**TASK TO COMPLETE**
Your answer must be an exact transcription of every entry.

**Saved data entries**

PR #2270, opened 2022-05-11
[console][typing] Extract color-system-as-a-string to a type literal

DrBenton:
## Type of changes

- [ ] Bug fix
- [ ] New feature
- [ ] Tests
- [x] Other

## Checklist

- [ ] I've added tests for new code. _(typing-only modification, so not really testable)_

## Description

While working on integration tests on Textual I found myself duplicating the `Literal["auto", "standard", "256", "truecolor", "windows"]` literal of the Console in my derived class. This is because we're using an inline literal type for the color-system-as-a-string argument we can pass to the Console constructor.
As it's inlined in the constructor signature, we cannot re-use this literal it elsewhere (in Textual for example).

With this tiny PR, Python code outside of Rich can now use this literal :slightly_smiling_face:

### DIFF
--- a/rich/console.py
+++ b/rich/console.py
@@ -522,14 +522,19 @@ def _is_jupyter() -> bool:  # pragma: no cover
         return False  # Other type (?)
 
 
-COLOR_SYSTEMS = {
+ConsoleColorSystem = Literal["auto", "standard", "256", "truecolor", "windows"]
+
+
+COLOR_SYSTEMS: Dict[ConsoleColorSystem, ColorSystem] = {
     "standard": ColorSystem.STANDARD,
     "256": ColorSystem.EIGHT_BIT,
     "truecolor": ColorSystem.TRUECOLOR,
     "windows": ColorSystem.WINDOWS,
 }
 
-_COLOR_SYSTEMS_NAMES = {system: name for name, system in COLOR_SYSTEMS.items()}
+_COLOR_SYSTEMS_NAMES: Dict[ColorSystem, ConsoleColorSystem] = {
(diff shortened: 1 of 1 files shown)


rich/console.py
```diff
@@ -522,14 +522,19 @@ def _is_jupyter() -> bool:  # pragma: no cover
         return False  # Other type (?)
 
 
-COLOR_SYSTEMS = {
+ConsoleColorSystem = Literal["auto", "standard", "256", "truecolor", "windows"]
+
+
+COLOR_SYSTEMS: Dict[ConsoleColorSystem, ColorSystem] = {
```
DrBenton, line 528: just adding more specific typing to these 2 dicts while I'm there - we can do this now that the literal type has its own existence :slightly_smiling_face:

rich/console.py
```diff
@@ -522,14 +522,19 @@ def _is_jupyter() -> bool:  # pragma: no cover
         return False  # Other type (?)
 
 
-COLOR_SYSTEMS = {
+ConsoleColorSystem = Literal["auto", "standard", "256", "truecolor", "windows"]
```
willmcgugan, line 525: This name isn't too descriptive. Perhaps `ColorSystemName` ?

It's also not too accurate, given that `auto` is not a color system, it tells the Console to auto detect one of the other values.

willmcgugan (changes requested):
I'm not convinced this is worthwhile (see comments)

I'd suggest moving the burden back to Textual. Defining a literal there, but bear in mind it is for internal use. I.e. The user will be unlikely to see this.

DrBenton:
Alright! :slightly_smiling_face:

**WRITTEN ANSWER**
PR #2270, opened 2022-05-11
[console][typing] Extract color-system-as-a-string to a type literal

DrBenton:
## Type of changes

- [ ] Bug fix
- [ ] New feature
- [ ] Tests
- [x] Other

## Checklist

- [ ] I've added tests for new code. _(typing-only modification, so not really testable)_

## Description

While working on integration tests on Textual I found myself duplicating the `Literal["auto", "standard", "256", "truecolor", "windows"]` literal of the Console in my derived class. This is because we're using an inline literal type for the color-system-as-a-string argument we can pass to the Console constructor.
As it's inlined in the constructor signature, we cannot re-use this literal it elsewhere (in Textual for example).

With this tiny PR, Python code outside of Rich can now use this literal :slightly_smiling_face:

### DIFF
--- a/rich/console.py
+++ b/rich/console.py
@@ -522,14 +522,19 @@ def _is_jupyter() -> bool:  # pragma: no cover
         return False  # Other type (?)
 
 
-COLOR_SYSTEMS = {
+ConsoleColorSystem = Literal["auto", "standard", "256", "truecolor", "windows"]
+
+
+COLOR_SYSTEMS: Dict[ConsoleColorSystem, ColorSystem] = {
     "standard": ColorSystem.STANDARD,
     "256": ColorSystem.EIGHT_BIT,
     "truecolor": ColorSystem.TRUECOLOR,
     "windows": ColorSystem.WINDOWS,
 }
 
-_COLOR_SYSTEMS_NAMES = {system: name for name, system in COLOR_SYSTEMS.items()}
+_COLOR_SYSTEMS_NAMES: Dict[ColorSystem, ConsoleColorSystem] = {
(diff shortened: 1 of 1 files shown)


rich/console.py
```diff
@@ -522,14 +522,19 @@ def _is_jupyter() -> bool:  # pragma: no cover
         return False  # Other type (?)
 
 
-COLOR_SYSTEMS = {
+ConsoleColorSystem = Literal["auto", "standard", "256", "truecolor", "windows"]
+
+
+COLOR_SYSTEMS: Dict[ConsoleColorSystem, ColorSystem] = {
```
DrBenton, line 528: just adding more specific typing to these 2 dicts while I'm there - we can do this now that the literal type has its own existence :slightly_smiling_face:

rich/console.py
```diff
@@ -522,14 +522,19 @@ def _is_jupyter() -> bool:  # pragma: no cover
         return False  # Other type (?)
 
 
-COLOR_SYSTEMS = {
+ConsoleColorSystem = Literal["auto", "standard", "256", "truecolor", "windows"]
```
willmcgugan, line 525: This name isn't too descriptive. Perhaps `ColorSystemName` ?

It's also not too accurate, given that `auto` is not a color system, it tells the Console to auto detect one of the other values.

willmcgugan (changes requested):
I'm not convinced this is worthwhile (see comments)

I'd suggest moving the burden back to Textual. Defining a literal there, but bear in mind it is for internal use. I.e. The user will be unlikely to see this.

DrBenton:
Alright! :slightly_smiling_face:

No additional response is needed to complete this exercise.